My Facebook feed is alight with hysterical headlines regarding the Federal government’s treatment of undocumented immigrants who are younger than age 18. The worst horror described in the headlines is separation from parents, but also there are some articles about abuses suffered in what are essentially government-run short-term orphanages.

My stupid question for today is How does our government deport any person young enough to credibly claim to be under age 18?

Suppose that a young-looking person shows up in the U.S. and says the following:

  • “I am 14 years old”
  • “I grew up in a small village, but I don’t know what country we were part of.”
  • “My name is Santiago, but I never was told about a last name.”
  • “Adults brought me here against my will.”

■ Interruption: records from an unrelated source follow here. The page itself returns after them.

PR #9528, opened 2025-12-11
feat: Make `Flyout` an ARIA `list` (experimental)

### LINKED ISSUE #9495: Refactor the ARIA structure of the flyout
The flyout's ARIA structure should be updated as follows:

* The flyout's role should become `menu`
* Labels should have their role set to `heading`
* Each set of items between a label should be wrapped in an element with role `group`
* All other flyout items should have their role set to `menuitem`

BenHenning:
## The basics

### Resolves

Fixes #9495

### Proposed Changes

Changes a bunch of ARIA role & label management to ensure that `Flyout` acts like a list rather than a tree.

### Reason for Changes

`Flyout`s are always hierarchically flat so it doesn't make sense to model them as a tree. Instead, a menu is likely a better fit per https://developer.mozilla.org/en-US/docs/Web/Accessibility/ARIA/Reference/Roles/menu_role:

> A `menu` generally represents a grouping of common actions or functions that the user can invoke. The `menu` role is appropriate when a list of menu items is presented in a manner similar to a menu on a desktop application. Submenus, also known as pop-up menus, also have the role `menu`.

However, there are important caveats that need to be considered and addressed:
- As discussed below, menus introduce some unexpected compatibility issues with VoiceOver so this PR presently uses `list` and `listitem`s as a slightly more generic enumerating alternative for menus.
- Menus (and to some extent lists) are stricter\* than trees in that they seem to impose a requirement that `menuitem`s cannot contain interactive elements (they are expected to be interactive themselves). This has led to a few specific changes:
  - Block children are now hidden when in the flyout (since they aren't navigable anyway).
  - Flyout buttons are themselves now the `menuitem` rather than their container parent, and they no longer use the role button.
- Menus aren't really expected to contain labels but it isn't inherently disallowed. This is less of an issue with lists.
- Because everything must be a `listitem` (or a few more specific alternatives) both blocks and buttons lack some context. Since not all `Flyout` items can be expected to be interactive, buttons and blocks have both had their labels updated to include an explicit indicator that they are buttons and blocks, respectively. Note that this does possibly go against convention for buttons in particular but it seems fine since this is an unusual (but seemingly correct) utilization of a `list` element.
- To further provide context on blocks, the generated label for blocks in the `Flyout` is now its verbose label rather than the more compact form.

\* This is largely a consequence of a few specific attributes of `menuitem` and `menu`s as a whole and very likely also applies to `tree`s and `treeitem`s (and `list`s and `listitems`s). However, now seemed like a good time to fix this especially in case some screen readers get confused rather than ignore nested interactive controls/follow semantic cloaking per the spec.

Demo of it working on VoiceOver (per @gonfunko -- note this was the `menu` variant rather than the `list` variant of the PR):

Screen Recording 2025-12-11 at 2 50 30 PM

### Test Coverage

This has been manually tested with ChromeVox. No automated tests are needed as part of this experimental change.

### Documentation

No new documentation changes are needed for this experimental change.

### Additional Information

None.


BenHenning:
@microbit-robert does this work for micro:bit? Will get this into review if you don't see any issues (and after #9449 goes in). It seems to be working well for me in ChromeVox and @gonfunko tested it on VoiceOver and didn't spot any issues so I'm hoping this addresses the root problem.

BenHenning:
PTAL @gonfunko. Apologies that this includes the changes in #9449. I will be merging this after that PR for sure, and if you don't review this before it's merged I'll make sure to update the conversation thread here with a note once the PR diff is clean.

microbit-robert:
I have the following issue on Chrome, Firefox and Safari:
- When navigating up from a statement block inside an if block, the VoiceOver cursor doesn't follow the focused element and the if block label is not read out. **Update**: the [addition of this line](https://github.com/RaspberryPiFoundation/blockly/pull/9528/files#diff-bb0de0069443e7577f62ffa96e6b51c5fafd06703f50c3eed6eb616ac87467bfR282) appears to be the cause of the VO cursor becoming decoupled from the focused element during workspace navigation. Removing it addresses this problem.

In Safari and Firefox, the changes work well and the flyout navigation seems good.

I get some very odd VoiceOver issues when testing these changes **on Chrome** only.

- When pressing 'T' to move into the toolbox, the toolbox categories are not read out, even when switching between them with up/down (this is what I experienced when I quickly attempted this change). **Update**: so, remove [this line](https://github.com/RaspberryPiFoundation/blockly/pull/9528/files) and everything works fine (but this is obviously incorrect). You can also change the role to generic or listbox or presumably almost anything else and it will work. I'm baffled.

How would our government go about deporting such a person? By definition this undocumented immigrant has no documents. It wouldn’t make sense to deport him to a specific country and there would be no reason for any specific country to take him.

Minor children are entitled to food, shelter, health care, and education, right? So Santiago would have to be provided with all of that for $50,000(?) per year in a government-run facility or maybe put into foster care (table of rates by state). He would have to be given education through age 18, perhaps at about $25,000 per year including the capital cost of building a school.

He can’t be imprisoned for the crime of breaking U.S. immigration laws, can he? He says that it was an adult who brought him here.

What actually happens in the above case?

[Separately, what is happening with the separation of children from parents that the headlines are screaming about? One article that I saw was about a father who came here from Central America as an asylum-seeker. He brought one child with him and left the wife and two or three additional kids back home to face whatever violence and oppression qualified him and the apparently favored child for asylum. He and the child (10 years old?) were separated for four days and then reunited to spend a few years in the U.S. waiting for the asylum request to be resolved.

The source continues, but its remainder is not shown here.